As Christmas Day drew near she said to her mother, “I wonder what the good Saint Nicholas will bring me this year. I cannot hang my stocking in the fireplace, but I shall put my wooden shoe on the hearth for him. He will not forget me, I am sure.”
“Do not think of it this year, my dear child,” replied her mother. “We must be glad if we have bread enough to eat.”
But Piccola could not believe that the good saint would forget her. On Christmas Eve she put her little wooden patten on the hearth before the fire, and went to sleep to dream of Saint Nicholas.
As the poor mother looked at the little shoe, she thought how unhappy her dear child would be to find it empty in the morning, and wished that she had something, even if it were only a tiny cake, for a Christmas gift. There was nothing in the house but a few sous, and these must be saved to buy bread.
When the morning dawned Piccola awoke and ran to her shoe.
Saint Nicholas had come in the night. He had not forgotten the little child who had thought of him with such faith.
See what he had brought her.
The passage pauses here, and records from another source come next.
Issue #149, opened 2024-05-30
Notes on Fit injected current demo (dev branch)


EricThomson:
Overall this is great, not a lot of comments that aren't just cosmetic. The way I'm approaching this one is pretending it's my first attempt to start really digging in with nemos after going over the general intro demo (this is not hard to pretend, it's pretty much my case). And I'm coming with mindset of an experimentalist who wants to use nemos who knows their way around Python, but doesn't have much familiarity with pynapple yet. 

A few minor notes.

1. At one place it says "throughough this workshop". It also says "the dataset contains several different pynapple objects, which we discussed earlier today." This  maybe just amend to "which we will show how to use soon."

2. >  For now, the only possible observation model is the Poisson, though this may change in future releases. They can be found within nemos.observation_models.

    Now there are Gamma distributions right? So this can be amended.

3. There are some very minor heading glitches (e.g., the heading for `generate and examine model predictions` is wonky for me). So I'd amend to fix those. 

But overall this is great and I don't really have much to say. :100: 

If my suggestions above sound good I can make a PR soon.

billbrod:
Thanks Eric! Yes, we should definitely change the things you mentioned in points 1 and 2. For point 3: those aren't actually headings, but they're the remains of notes that I used during the workshop, which we forgot to remove. If you look at the raw `.py` file (`docs/neural_modeling/plot_01_current_injection.py`), you'll see that those points are wrapped in some html, `<div class="notes">`. They should just be deleted.

Do you want to open a PR making these changes? I can also do so.

EricThomson:
Billy thanks for the clarification on some of those headers I can check out the raw `py` files to see the intent :smile: I can work on a PR and then you can maybe help in review?

billbrod:
That sounds great! Just ping me when you open the PR

PR #157, opened 2024-06-04
Current injection minor updates

EricThomson:
These are mostly cosmetic updates and this resolves issue #149 

It's already very good, nothing substantive mostly formatting and word choice. 

I had to remove the kwarg `lazy_loading` in two files as it was stopping the docs from building for me. 

One thing @billbrod  near the end, it says:

> In particular, if your GLM includes auto-regressive inputs (e.g., neurons are connected to themselves or each other), simulate can behave poorly.

I'm not sure what the intended meaning is here.

### DIFF
--- a/docs/neural_modeling/plot_01_current_injection.py
+++ b/docs/neural_modeling/plot_01_current_injection.py
@@ -33,9 +33,9 @@ of this notebook, we'll use only the input current and the recorded spikes
 displayed in the first and third rows.
 
 First, let us see how to load in the data and reproduce the above figure, which
-we'll do using [pynapple](https://pynapple-org.github.io/pynapple/), which
-we'll use throughout this workshop, as it simplifies handling this type of
-data. After we've explored the data some, we'll introduce the Generalized
+we'll do using [Pynapple](https://pynapple-org.github.io/pynapple/). We will rely on 
+pynapple throughout this notebook, as it simplifies handling this type of
+data (we will explain the essentials of pynapple as they are used). After we've explored the data some, we'll introduce the Generalized
 Linear Model and how to fit it with NeMoS.
 
 ## Learning objectives {.keep-text}
@@ -104,8 +104,8 @@ print(data)
 
 # %%
 #
-# The dataset contains several different pynapple objects, which we discussed
-# earlier today. Let's see how these relate to the data we visualized above:
+# The dataset contains several different pynapple objects, which we will explore soon. 
+# Let's see how these relate to the data we visualized above:
 #
 # ![Annotated view of the data we will analyze.](../../assets/allen_data_annotated.gif)
 # <!-- this gif created with the following imagemagick command: convert -layers OptimizePlus -delay 100 allen_data_annotated-units.svg allen_data_annotated-epochs.svg allen_data_annotated-stimulus.svg allen_data_annotated-response.svg -loop 0 allen_data_annotated.gif -->
@@ -284,10 +284,11 @@ count
 # Now, let's convert the binned spikes into the firing rate, by smoothing them
 # with a gaussian kernel. Pynapple again provides a convenience function for
 # this:
-
+#
 # the inputs to this function are the standard deviation of the gaussian and
 # the full width of the window, given in bins. So std=50 corresponds to a
 # standard deviation of .05 seconds, total size of the filter, 0.05 sec *20 = 1 sec.
+
 firing_rate = count.smooth(std=0.05, size_factor=20)
 # convert from spikes per bin to spikes per second (Hz)
 firing_rate = firing_rate / bin_size
@@ -302,12 +303,9 @@ print(type(firing_rate))
 # %%
 #
 # Now that we've done all this preparation, let's make a plot to more easily
-# visualize the data.
+# visualize the data. We're hiding the details of the plotting function for the purposes of this
+# tutorial, but you can find it in [the source code](https://github.com/flatironinstitute/nemos/blob/development/docs/neural_modeling/examples_utils/plotting.py) if you are interested.
 
-# we're hiding the details of the plotting function for the purposes of this
-# tutorial, but you can find it in the associated github repo if you're
-# interested:
-# https://github.com/flatironinstitute/nemos-workshop-feb-2024/blob/binder/src/workshop_utils/plotting.py
 plotting.current_injection_plot(current, spikes, firing_rate)
 
 # %%
@@ -423,7 +421,7 @@ print(f"count sampling rate: {count.rate/1000:.02f} KHz")
 #
 # Because we only have a single predictor feature, we'll use
 # [`np.expand_dims`](https://numpy.org/doc/stable/reference/generated/numpy.expand_dims.html)
-# to handle .
+# to ensure it is a 2d array.
 
 
 # add two dimensions for axis 1.
@@ -443,7 +441,7 @@ print(f"count shape: {count.shape}")
 #
 #     In NeMoS, we always fit Generalized Linear Models to a single neuron at a
 #     time. We'll discuss this more in the [following
-#     tutorial](../02_head_direction/), but briefly: you get the same answer
+#     tutorial](../plot_02_head_direction/), but briefly: you get the same answer
 #     whether you fit the neurons separately or simultaneously, and fitting
 #     them separately can make your life easier.
 #
@@ -488,10 +486,10 @@ print(f"count shape: {count.shape}")
 #     different results.)
 #
 # - Observation model: this object links the firing rate and the observed
-#   spikes, describing the distribution of neural activity (and thus changing
-#   the log-likelihood). For now, the only possible observation model is the
-#   Poisson, though this may change in future releases. They can be found
-#   within `nemos.observation_models`.
+#   data (in this case spikes), describing the distribution of neural activity (and thus changing
+#   the log-likelihood). For spiking data, we use the Poisson observation model, but
+#   we discuss other options for continuous data 
+#   in [the calcium imaging analysis demo](../plot_06_calcium_imaging/).
 #
 # For this example, we'll use an un-regularized LBFGS solver. We'll discuss
 # regularization in a later tutorial.
@@ -505,10 +503,8 @@ print(f"count shape: {count.shape}")
 #     often less sensitive to step-size. Try other solvers to see how they
 #     behave!
 #
-# <div class="notes">
-#   - GLM objects need regularizers and observation models
-# </div>
 
+# Initialize the model w/regularizer and solver
 model = nmo.glm.GLM(regularizer=nmo.regularizer.UnRegularized(solver_name="LBFGS"))
 
 # %%
@@ -545,10 +541,6 @@ print(f"intercept_ shape: {model.intercept_.shape}")
 # the smoothed spike train. By calling `predict()` we can get the model's
 # predicted firing rate for this data. Note that this is just the output of the
 # model's linear-nonlinear step, as described earlier!
-#
-# <div class="notes">
-#   - generate and examine model predictions.
-# </div>
 
 # mkdocs_gallery_thumbnail_number = 4
 
@@ -592,10 +584,6 @@ plotting.current_injection_plot(current, spikes, firing_rate,
 #
 # To get a better sense, let's look at the mean firing rate over the whole
 # period:
-#
-# <div class="notes">
-#   - what do we see?
-# </div>
 
 # compare observed mean firing rate with the model predicted one
 print(f"Observed mean firing rate: {np.mean(count) / bin_size} Hz")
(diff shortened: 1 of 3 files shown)


docs/neural_modeling/plot_01_current_injection.py
```diff
@@ -104,8 +104,8 @@
 
 # %%
 #
-# The dataset contains several different pynapple objects, which we discussed
-# earlier today. Let's see how these relate to the data we visualized above:
+# The dataset contains several different pynapple objects, which we will explore soon. 
+# Let's see how these relate to the data we visualized above:
```
billbrod, line 108: Do you feel like there's enough of an explanation about the pynapple objects in this notebook? In the workshops, we have some sessions before this just focusing on pynapple. I think maybe we should at least drop a link to the pynapple docs, like "(see [pynapple docs]() for more details, if interested)". or something

docs/neural_modeling/plot_01_current_injection.py
```diff
@@ -302,12 +303,9 @@
 # %%
 #
 # Now that we've done all this preparation, let's make a plot to more easily
-# visualize the data.
+# visualize the data. We're hiding the details of the plotting function for the purposes of this
+# tutorial, but you can find it in [the source code](https://github.com/flatironinstitute/nemos/blob/development/docs/neural_modeling/examples_utils/plotting.py) if you are interested.
```
billbrod, line 307: I want to do something else with this `examples_utils` code, so I've opened an issue about it #158

docs/neural_modeling/plot_01_current_injection.py
```diff
@@ -284,10 +284,11 @@
 # Now, let's convert the binned spikes into the firing rate, by smoothing them
 # with a gaussian kernel. Pynapple again provides a convenience function for
 # this:
-
+#
```
billbrod, line 287: This changes how the following lines are rendered, from comment to markdown. I think they belong as comments, because they're just explaining the specific details of the arguments (so they're not conceptually important). What do you think?

docs/neural_modeling/plot_01_current_injection.py
```diff
@@ -284,10 +284,11 @@
...
 # the inputs to this function are the standard deviation of the gaussian and
 # the full width of the window, given in bins. So std=50 corresponds to a
 # standard deviation of .05 seconds, total size of the filter, 0.05 sec *20 = 1 sec.
```
billbrod, line 290:
```suggestion
# the inputs to this function are the standard deviation of the gaussian in seconds and
# the full width of the window, in standard deviations. So std=.05 and size_factor=20 
# gives a total filter size of 0.05 sec * 20 = 1 sec.
```

The meaning of these args has changed

billbrod (commented):
Thanks for this Eric!

The `lazy_loading` is a pynapple version issue -- can you update your local pynapple and try again? The docs are failing to build because they actually need the `lazy_loading=False` kwarg there.

Other thoughts in comments. I also have some minor changes I was thinking about as I prepare for FENS, which I'll propose later today.

EricThomson:
Thanks a lot for all the helpful suggestions Billy, indeed I just needed to update Pynapple (sorry @gviejo :pineapple: ). I just finished the calcium imaging one, will get to this first thing tomorrow!

BalzaniEdoardo:
> Thanks a lot for all the helpful suggestions Billy, indeed I just needed to update Pynapple (sorry @gviejo 🍍 ). I just finished the calcium imaging one, will get to this first thing tomorrow!

Thanks for this, I updated the `pyproject.toml` in main to require `pynapple>=0.6.6`

billbrod:
For your comment about: 

> Note that this is not actually that informative and, in general, it is
> recommended that you focus on firing rates when interpreting your model. In
> particular, if your GLM includes auto-regressive inputs (e.g., neurons are
> connected to themselves or each other), simulate can behave poorly [^1].

What we mean is that simulating the spikes can behave poorly when the model includes auto-regressive inputs, because it can explode. Thus, you should interpret the firing rates instead of running them through the poisson process and comparing the spikes. I'm realizing that I basically just restated that paragraph -- was it any clearer? what in particular was unclear?

billbrod:
I also just pushed a commit with some other small changes (since they were in places not touched by your changes, I couldn't figure out how to propose them in the PR) -- check them over and see what you think! They are:

- Removed duplicate mention of Dayan and Abbott
- Replace `--` with `&mdash;`
- Moved mention of "hidden plotting function" to an admonition
- Removed out-of-date info about converting to jax arrays
- Added emojis to the discussion of model success/failure (inspired by Eric!)

EricThomson:
> For your comment about:
> 
> > Note that this is not actually that informative and, in general, it is
> > recommended that you focus on firing rates when interpreting your model. In
> > particular, if your GLM includes auto-regressive inputs (e.g., neurons are
> > connected to themselves or each other), simulate can behave poorly [^1].
> 
> What we mean is that simulating the spikes can behave poorly when the model includes auto-regressive inputs, because it can explode. Thus, you should interpret the firing rates instead of running them through the poisson process and comparing the spikes. I'm realizing that I basically just restated that paragraph -- was it any clearer? what in particular was unclear?

I was not understanding the final sentence of the original quote: I'm still a little unclear.  Is the point that spike estimates are so unreliable that feeding them back into the model (in the form of spike history filters and coupling filters) can be disadvantageous? I.e., even the firing rate estimates become unreliable when you start using the spiking outputs as inputs?  (Aside: if this is true can people use the firing rate instead of spikes in the coupling filters?)

Also, I'm not sure what the reference is for this (it goes to fn 1 but that is a bunch of stuff at the bottom of the page, I think).

billbrod:
My understanding is that the system is unstable: when the neuron is connected to itself, spiking leads to more spiking that can eventually get out of control. I think this is true if you use firing rates instead of spikes -- it's about the self-connectivity, rather than anything with spikes. @BalzaniEdoardo is that all correct? We should go through the paper, and maybe ask Memming, to get an accurate brief description of the problem.

For the citation, that's our bad, we're mixing two different ways of citing things. The footnote is supposed to lead to the footnote way at the bottom (in the red rectangle below), but the Allen Institute has a pretty extensive citation they want for people using their data, so that's the whole section above that. I agree we shouldn't mix them, but not sure how to get the best of both worlds: I like footnotes so it's clear exactly what citation goes with what, but I think the Allen Institute citation is probably too long for a footnote... what do you think?

EricThomson:
> My understanding is that the system is unstable: when the neuron is connected to itself, spiking leads to more spiking that can eventually get out of control. I think this is true if you use firing rates instead of spikes -- it's about the self-connectivity, rather than anything with spikes. @BalzaniEdoardo is that all correct? We should go through the paper, and maybe ask Memming, to get an accurate brief description of the problem.


Yikes ok this is pretty big then. I didn't realize this was a problem all the papers I've read have been like "yeah refractory period and connectivity!". On one hand I'm surprised at this because I would think it would learn negative weights or very small weights and with regularization things would be more stable. Plus the problem is convex so it is learning a good set of weights on the training data, so it is a problem of generalization?  But I also am _not_ surprised because...feedback systems. I have so many questions now, but I think for purposes of this demo, finding a clean and concise problem description would be great.

Cutting to the chase, there seem to be two issues. First, for interpreting your model, it is easier to focus on the rate than the Poisson outputs. This is pretty clear and obvious. Second, including feedback in your model may seem great, but it can produce problems. This seems a more meaty problem that probably a deserves a little bit more clarification (see next section on ref though -- my bad!).  (I'm not sure how much this extends to coupling between neurons versus being solely a self-connectivity issue). 

> For the citation, that's our bad, we're mixing two different ways of citing things. The footnote is supposed to lead to the footnote way at the bottom (in the red rectangle below), but the Allen Institute has a pretty extensive citation they want for people using their data, so that's the whole section above that. I agree we shouldn't mix them, but not sure how to get the best of both worlds: I like footnotes so it's clear exactly what citation goes with what, but I think the Allen Institute citation is probably too long for a footnote... what do you think?

Oops I totally missed that little thing at the end 😄  My initial gut reaction says to keep the Allen stuff as an acknowledgment section. Then, for paper references, either just use text links when they are discussed (I have a slight preference for this), or footnotes which will be separate from Acknowledgments (if there is already a convention to use footnotes instead of text links). Footnotes are tricky they can be easy to overlook and force you to jump around a page. Links tend to just work: they open a new page, and don't mess with your flow as much (IMHO).

ahwillia:
We should cite papers that tackle the runaway excitation problem, e.g:
https://ieeexplore.ieee.org/abstract/document/8008426?casa_token=-Aag9djSnEUAAAAA:X62c8_urj81Aiqa75J9D8HST7LTSV68Tkiz9fqIhBWJHxfdKW5JMUrw26dqrlcls4h5FJgS5KjSm

I think it is an issue with using maximum likelihood for parameter
estimation, among other things.

EricThomson:
> We should cite papers that tackle the runaway excitation problem, e.g: https://ieeexplore.ieee.org/abstract/document/8008426?casa_token=-Aag9djSnEUAAAAA:X62c8_urj81Aiqa75J9D8HST7LTSV68Tkiz9fqIhBWJHxfdKW5JMUrw26dqrlcls4h5FJgS5KjSm I think it is an issue with using maximum likelihood for parameter estimation, among other things.

This is helpful. Now that I go through stuff, e.g, [one of my favorite papers](https://pubmed.ncbi.nlm.nih.gov/28957020/), I see they do actually mention this and I never registered what they were talking about.

BalzaniEdoardo:
> > We should cite papers that tackle the runaway excitation problem, e.g: https://ieeexplore.ieee.org/abstract/document/8008426?casa_token=-Aag9djSnEUAAAAA:X62c8_urj81Aiqa75J9D8HST7LTSV68Tkiz9fqIhBWJHxfdKW5JMUrw26dqrlcls4h5FJgS5KjSm I think it is an issue with using maximum likelihood for parameter estimation, among other things.
> 
> This is helpful. Now that I go through stuff, e.g, [one of my favorite papers](https://pubmed.ncbi.nlm.nih.gov/28957020/), I see they do actually mention this and I never registered what they were talking about.

It is a problem of any auto regressive model fit with maximum likelihood or with weak regularization. The weights are good for predicting the next step, but there are no guarantees that they will generate a random process with similar statistics to the observed one. 
A simple  solution that make the glm stable is increase the regulation, if you shrink enough the parameters you avoid the excess self excitation. How much is enough regularization and how strong the bias will be is unclear a priori.

docs/neural_modeling/plot_01_current_injection.py
EricThomson: Yes good idea I'll add that.

docs/neural_modeling/plot_01_current_injection.py
BalzaniEdoardo: I agree with @billbrod, it is annoying that people have to download extra code to run the notebooks

BalzaniEdoardo:
I merged development here too

docs/neural_modeling/plot_01_current_injection.py
```diff
@@ -634,29 +614,34 @@
...
 #
-# Secondly, you may want a number with which to evaluate your model's
+# Finally, you may want a number with which to evaluate your model's
 # performance. As discussed earlier, the model optimizes log-likelihood to find
 # the best-fitting weights, and we can calculate this number using its `score`
 # method:
-# [^1]: Arribas, Diego, Yuan Zhao, and Il Memming Park. "Rescuing neural spike train models from bad MLE." Advances in Neural Information Processing Systems 33 (2020): 2293-2303.
+#
+# [^1]: Hocker, David, and Memming Park. "Multistep inference for generalized linear 
+# spiking models curbs runaway excitation." International IEEE/EMBS Conference on Neural Engineering,
```
BalzaniEdoardo, line 641:
```suggestion
#
# [^1]: Arribas, Diego, Yuan Zhao, and Il Memming Park. "Rescuing neural spike train models from bad MLE." Advances in Neural Information Processing Systems 33 (2020): 2293-2303.
# [^2]: Hocker, David, and Memming Park. "Multistep inference for generalized linear 
# spiking models curbs runaway excitation." International IEEE/EMBS Conference on Neural Engineering,
```

They are both good!

BalzaniEdoardo (changes requested):
Both papers talk about the same problem, which is still not fully solved.

docs/neural_modeling/plot_01_current_injection.py
```diff
@@ -634,29 +614,34 @@
...
-# recommended that you focus on firing rates when interpreting your model. In
-# particular, if your GLM includes auto-regressive inputs (e.g., neurons are
-# connected to themselves or each other), simulate can behave poorly [^1].
+# recommended that you focus on firing rates when interpreting your model. 
+#
+# Also, while 
+# including spike history is often helpful, it can sometimes make simulations unstable:
+# if your GLM includes auto-regressive inputs (e.g., neurons are
+# connected to themselves or each other), simulations can sometimes can behave 
+# poorly because of runaway excitation [^1].
```
BalzaniEdoardo, line 633:
```suggestion
# poorly because of runaway excitation [^1,2].
```

BalzaniEdoardo (commented):
added citation of second paper

EricThomson:
> added citation of second paper

Thanks for cleaning up my mess! 😊

I think I'm done futzing with this one it was pretty clean from the start. :ballot_box_with_check:

BalzaniEdoardo (approved):
All good!

BalzaniEdoardo:
First contribution from @EricThomson! 🚀🚀🚀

It lay in the wooden patten, looking up at her with its two bright eyes, and chirping contentedly as she stroked its soft feathers.
A little swallow, cold and hungry, had flown into the chimney and down to the room, and had crept into the shoe for warmth.
Piccola danced for joy, and clasped the shivering swallow to her breast.
She ran to her mother’s bedside. “Look, look!” she cried. “A Christmas gift, a gift from the good Saint Nicholas!” And she danced again in her little bare feet.
Then she fed and warmed the bird, and cared for it tenderly all winter long; teaching it to take crumbs from her hand and her lips, and to sit on her shoulder while she was working.
In the spring she opened the window for it to fly away, but it lived in the woods near by all summer, and came often in the early morning to sing its sweetest songs at her door.